What I found the most interesting about this research study is that it suggests that diet personalization is a moving target. Almost all of the factors that the researchers measured were contextual (e.g. contents of previous meal) or modifiable (e.g. body weight). So unlike the, current pie-in-the-sky promise of gene-based diet personalization which centers on creating a diet based on your personal, yet static, genes, the findings from this study show an appreciation for the ever-changing nature of our bodies. It also provides an optimistic outlook for people who currently have “bad biology.” You can change and modify factors like sleep, the types of bacteria in your digestive tract, your body weight, HbA1c, etc., so that your personal blood sugar biology profile is then structured to work for and not against you.

Normalize Before You Personalize

Everyone is quick to jump at the idea of personalized nutrition but before you can work to personalize your diet, it is important (probably more important) that you normalize your diet. Normalizing your diet or creating a solid nutritional foundation is of the utmost importance as it gives you a solid base to build off of. I have my clients get a lot of blood work done when I first start working with them to measure everything from hormonal profiles to lipid panels to the levels in which their red blood cells are enriched with magnesium and omega-3 fats. Even with all this testing we always work to create a solid nutrition foundation before we get too specific with changes related to their blood work. When we get started in heavy diet personalization I always see this more as fine tuning than the foundation we build their nutrition plan off of.

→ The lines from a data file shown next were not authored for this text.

PR #5831, opened 2018-08-14
report: make red/orange/green score color thresholds tougher

brendankenny:
For harmony with PSI thresholds.

note that `Util.PASS_THRESHOLD` also affects when [`title` vs `failureTitle` is selected for an audit](https://github.com/GoogleChrome/lighthouse/blob/049af195ab33d40718e6fe39a278de1c2ec07ec5/lighthouse-core/audits/audit.js#L192-L196)

@paulirish

### DIFF
--- a/lighthouse-core/report/html/renderer/util.js
+++ b/lighthouse-core/report/html/renderer/util.js
@@ -20,11 +20,11 @@
 
 const ELLIPSIS = '\u2026';
 const NBSP = '\xa0';
-const PASS_THRESHOLD = 0.75;
+const PASS_THRESHOLD = 0.9;
 
 const RATINGS = {
   PASS: {label: 'pass', minScore: PASS_THRESHOLD},
-  AVERAGE: {label: 'average', minScore: 0.45},
+  AVERAGE: {label: 'average', minScore: 0.5},
   FAIL: {label: 'fail'},
   ERROR: {label: 'error'},
 };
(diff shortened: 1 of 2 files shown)


lighthouse-core/test/report/html/renderer/util-test.js
```diff
@@ -83,10 +83,10 @@ describe('util helpers', () => {
   it('calculates a score ratings', () => {
     assert.equal(Util.calculateRating(0.0), 'fail');
     assert.equal(Util.calculateRating(0.10), 'fail');
-    assert.equal(Util.calculateRating(0.45), 'average');
+    assert.equal(Util.calculateRating(0.45), 'fail');
     assert.equal(Util.calculateRating(0.55), 'average');
```
paulirish: can you add/tweak the test cases so we have coverage for 0.50 and .90

lighthouse-core/report/html/renderer/util.js
```diff
@@ -20,11 +20,11 @@
 
 const ELLIPSIS = '\u2026';
 const NBSP = '\xa0';
-const PASS_THRESHOLD = 0.75;
+const PASS_THRESHOLD = 0.9;
```
patrickhulce: 🎉

zeman:
@paulirish no problem. We're already running 3.1 on SpeedCurve and noticed scores weren't aligned.

PR #5846, opened 2018-08-16
new_audit(tap-targets): check that tap targets are big enough and don't overlap

### LINKED ISSUE #4358: [SEO Audits] Tap targets are sized appropriately
**Audit group:** [Mobile friendly](https://github.com/GoogleChrome/lighthouse/issues/3116)
**Description:** Tap targets are sized appropriately
**Failure description:** Tap targets are not sized appropriately
**Help text:** Interactive elements like buttons and links should be large enough, and have enough space around them, to be easy enough to tap without overlapping onto other elements. Learn more.

**Success conditions:**
- all interactive elements are at least 48px tall and wide (content + padding)
- all interactive elements are at least 32px apart (margin)

If possible, the weighting for this audit should be proportional to the number of interactive element failures.

Interactive elements:
- button
- a
- input
- textarea
- select
- option
- [role=<[widget](https://www.w3.org/WAI/PF/aria/roles#widget_roles)>]

For reference, see: https://developers.google.com/web/fundamentals/accessibility/accessible-styles#multi-device_responsive_design

kdzwinel:
**Summary**
This audit checks if all potential tap targets (see 1) are sized appropriately (see 2) and are far enough from each other to be unambiguous (see 3).

**Limitations**
1) we take potential tap targets into account (`a, button, input, …`) - this list may not include some tap targets that are made "tappable" via JS (e.g. some div used as a button) and may include some tap targets that don't cause any action (e.g. dummy button that does nothing)
2) We define finger size to be 48x48px
3) Implemented algorithm is simpler from what Chrome does (e.g. Chrome is often able to figure out which link was clicked even if tap area covers two links). The algorithm boils down to checking if there is some other tap target located < 32px from the center of the currently audited one.

**Demo** (note that visual output is *not* part of this audit):

**TODO**
- [ ] descriptions
- [x] linting
- [ ] tests

**Related Issues/PRs**
Closes #4358


lighthouse-core/gather/gatherers/seo/tap-targets-test.js
```diff
@@ -0,0 +1,152 @@
...
+          height: 10,
+          top: 10,
+          bottom: 20,
+        },
+      ]);
+    });
+
+
+    it('Merges two vertically adjacent client rects', () => {
+      const res = simplifyBCRs([
```
patrickhulce: before you write too many more tests, I might make a helper function that just lets you pass in `{x, y, width, height}` to make these a little easier to understand.

I dunno about you but I've always found width, height much easier to quickly parse than top, left, right, bottom :)

lighthouse-core/gather/gatherers/seo/tap-targets.js
```diff
@@ -0,0 +1,419 @@
...
+function allBCRsEmpty(bcrs) {
+  return (
+    bcrs.length === 0 || bcrs.every(bcr => bcr.width === 0 && bcr.height === 0)
+  );
+}
+
+/**
+ * @param {Element} node
+ */
+function isVisible({node, bcrs = getBCRs(node, false)}) {
```
patrickhulce: this is a nice little generic helper! might be nice in `page-functions.js`

lighthouse-core/gather/gatherers/seo/tap-targets.js
```diff
@@ -0,0 +1,419 @@
...
+    })()`;
+
+    require('fs').writeFileSync('tt-gatherer.js', expression);
+
+    return passContext.driver.evaluateAsync(expression);
+  }
+}
+
+module.exports = TapTargets;
+// todo: find proper way to do export here
```
patrickhulce: this should be fine :)

lighthouse-core/lib/page-functions.js
```diff
@@ -118,7 +118,7 @@ function getOuterHTMLSnippet(element, ignoreAttrs=[]) {
     clone.removeAttribute(attribute);
   });
 
-  const reOpeningTag = /^.*?>/;
+  const reOpeningTag = /^[\s\S]*?>/;
```
patrickhulce: nice catch!

lighthouse-core/gather/gatherers/seo/tap-targets.js
patrickhulce: we've also been trying to keep all our in-page functions there, but we're going to have so many for this function it's probably worth creating a dedicated file for them. 

do you think it's easiest for it to be basically one giant in-page evaluation?

I ask because it's generally hard to debug and figure out what's going on in the in-page functions than the node side, but it looks like you've worked out a decent method of development here with the `fs` call. There might also be some opportunity to share some BCR logic between audit and gatherer?

lighthouse-core/audits/seo/tap-targets.js
```diff
@@ -0,0 +1,240 @@
...
+      };
+    }
+
+    // console.time('tooCloseTargets');
+    const tooClose = tooCloseTargets(artifacts.TapTargets);
+
+
+    // console.timeEnd('tooCloseTargets');
+    /** @type {Array<{node: LH.Audit.DetailsRendererNodeDetailsJSON, issue: string}>} */
+    const failures = [];
```
patrickhulce: so these are each tap target pairs where `targetA` is unique across all `failures` and `targetB` is the target with the most overlap with that `targetA`, correct?

I wonder if it might be a little too confusing to the user given the framing focused on tap targets being too small. WDYT about listing the nodes that failed with a filter on node total area? We could then list the selectors of the elements that are too close to them.

mattzeunert: > so these are each tap target pairs where targetA is unique across all failures and targetB is the target with the most overlap with that targetA, correct?

We report multiple failures if there are multiple overlapping targets, rather than just reporting the biggest overlap. (The logic we have for getting the largest overlap is for different client rects.)

> I wonder if it might be a little too confusing to the user given the framing focused on tap targets being too small. WDYT about listing the nodes that failed with a filter on node total area? We could then list the selectors of the elements that are too close to them.

Good point about it being confusing, I'll talk to Rick about the framing and how we show the results.

Are you suggesting we should surface the node area in the results? Or just filter out failures that have a large tap target?

If a tap target is bigger than 36x36px then it won't fail. (We suggest 48x48px but allow some overlap.)

lighthouse-core/gather/gatherers/seo/tap-targets.js
mattzeunert: We've mostly been using a [manually synced gist](https://gist.github.com/mattzeunert/67dcea9c97a882248508a81e11adaf4a) for development. It also gives a visual output, which we're hoping to add to the DevTools Audit panel one day.

Will move the BCR logic to a shared file.

lighthouse-core/gather/gatherers/seo/tap-targets.js
```diff
@@ -0,0 +1,419 @@
...
+
+  let bcrs;
+
+  // if (display === 'inline' && overflowX === 'visible' && overflowY === 'visible') {
+  //   const range = document.createRange();
+  //   range.selectNodeContents(node);
+
+  //   bcrs = range.getClientRects();
+  // } else {
+  bcrs = node.getClientRects();
```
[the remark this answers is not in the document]
mattzeunert: Yeah we could use getBCR – having a tap target split over multiple lines should be super rare. I don't think that would simplify the logic much though.

There are two bits of information we need for the overlap check:
1. where to put the finger on a tap area
2. where tap areas are

For (2) we should use client rects because it prevents false failures in cases like this:

screen shot 2018-11-08 at 08 10 16

We can't just check the tap target element itself but also need to check its children, because they can be outside the parent BCR. For example, images inside of an `<a>` tag:

screen shot 2018-11-08 at 08 44 25

So even with getBCR we end up with multiple client rects, but we don't want to put a finger on each one. So we merge them together. (In the case above simplifyBCRs merges `<a>` and `` BCRs together.)

Another example that gets merged:

screen shot 2018-11-08 at 10 11 52

We also can't just get the bounding rect of all client rects, because some of the tap target children might, for example, be `position: absolute`.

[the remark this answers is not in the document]
patrickhulce: Thanks for the details and example this helps a lot! Few more questions :)

I'm not sure I totally understood what the `(2)` case was with the "Bizarre penalty decision" example. Are those the green boxes if we use client rects, and gray box is getBCR? Is the issue that the european football finger would bleed into the getBCR box but not getClientRects one?

> but we don't want to put a finger on each one

Just thinking aloud here, what if we convert this constraint a little bit. Right now our logic is basically "if there is a place to tap the target unambiguously, then it passes" (i.e. if you can put your finger in the middle). Given this policy, we should be treating every child outside the BCR of the parent as a new potential tap target. It also looks like the current situation with  extending the BCR into non-rectangular shapes could also lead to putting our finger tap completely outside the bounds of the merged shape. 

What happens if we treated them separately and de-duped them at the end? I'm trying to see if there's a consistent way to avoid the complicated BCR merging. I think it makes the audit hard to reason about and explaining/understanding failures will be difficult to users as well. I think you already know very well--and as I'm starting to suspect--it's impossible to have this not be complicated and confusing, but I at least want to give it my best shot :)

The biggest sticking point to me seems to be knowing that tap targets will lead to the same result. We are using shared parent elements as a proxy for this, but we don't really know for sure. Is that a fair assessment?

lighthouse-core/audits/seo/tap-targets.js
patrickhulce: > If a tap target is bigger than 36x36px then it won't fail. (We suggest 48x48px but allow some overlap.)

Right, but what I'm trying to get at is we're listing pairs, not individual elements. Maybe I misunderstood but it seems like it's possible for either targetA or targetB in the list to be large and the other one to be the target that's too small. I'm trying to see if we can reframe the results a bit so that each row is a tap target that is too small, and then one of the columns can list the elements that are overlapping it.

mattzeunert: `targetA` is always too small. If you try tapping on `targetA` you might accidentally tap `targetB`.

screen shot 2018-11-08 at 15 37 48

(A tap target overlapping another target's finger is highlighted by the orange outline.)

> then one of the columns can list all the elements that are overlapping it.

Yeah that's possible, but might be harder to format with the "extra space needed" info. 95% of the time there's only one overlapping tap target.

lighthouse-core/gather/gatherers/seo/tap-targets.js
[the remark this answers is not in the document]
mattzeunert: > I'm trying to see if there's a consistent way to avoid the complicated BCR merging. I think it makes the audit hard to reason about and explaining/understanding failures will be difficult to users as well.

Agreed. Would be great to find an alternative solution or some trade-off we can make 🙂.

> Are those the green boxes if we use client rects, and gray box is getBCR? Is the issue that the european football finger would bleed into the getBCR box but not getClientRects one?

Yes to both questions.

> The biggest sticking point to me seems to be knowing that tap targets will lead to the same result. We are using shared parent elements as a proxy for this, but we don't really know for sure (Example "Senator reacts" one, do both of those go to the same place? Does the play button take you somewhere different? Can we always tell?). Is that a fair assessment?

No, the issue here is different. There's only one `<a>` tag, which contains some text and the play button. We know they have the same action, the actual issue is with children outside the parent BCR.

We don't report a failure if one tap target is completely inside another one, because that's usually an intentional design decision.

> Given this policy, we should be treating every child outside the BCR of the parent as a new potential tap target.

We used to do that, but changed it because it was failing cases that shouldn't fail:

screen shot 2018-11-08 at 16 15 50

It might be a good idea to pass every element that has at least one unambiguous tap target finger area. That would fail rects that are tall enough collectively but not on their own, though.

mattzeunert:
@patrickhulce For reference, here's a drawing that Rick made for how we detect a failure-causing overlap between two tap targets. The approach is taken from the Mobile-Friendly Test.

screen shot 2018-11-08 at 16 20 08

> The blue dotted box is the finger tap area centered around the top anchor. The bottom anchor overlaps the tap area and that shaded area is more than half the shaded area of the top anchor. So this is a violation.

Also, I think you noticed already, but the code is still very much work-in-progress, so don't spend too much time on the details 😂.

lighthouse-core/audits/seo/tap-targets.js
patrickhulce: Ah gotcha, OK well I'll defer to @rviscomi then just wanted to bring it up to make sure we don't get too impl focused compared to what we told users we'd be showing them :)

mattzeunert: Update after talking to @rviscomi:

- We'll tell people tap targets should be 48x48px
- All tap targets that are too small* are shown in the table
- Score is only impacted if there is an overlapping element nearby
- We don't show "extra space needed"

So columns are: Too Small Element | Size | Overlapping Element

* probably based on the of the largest merged area if we have multiple BCRs

lighthouse-core/gather/gatherers/seo/tap-targets.js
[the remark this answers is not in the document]
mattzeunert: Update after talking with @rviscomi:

What is a nutrition foundation? This consists of the nutrition habits that are programmed into your life such as consistently selecting and preparing minimally processed foods to eat throughout the week, drinking ample amounts of water, eating protein at regular intervals during the day to support recovery from exercise and maintain your muscle as the foundation of your healthy body now and as you age. It also includes more behaviorally oriented practices such as eating until satisfied but not stuffed or eating in a slow and deliberate fashion and not in a quick and distracted one.

All of these components are foundational and at some level transcend dietary specifics. Normalize your diet, optimize the bacteria in your digestive tract with fermented foods, and work with your doctor to have some simple blood tests done to fine tune your approach. If you do all these things in a stepwise fashion you will find not just great health but satisfaction and happiness with your diet.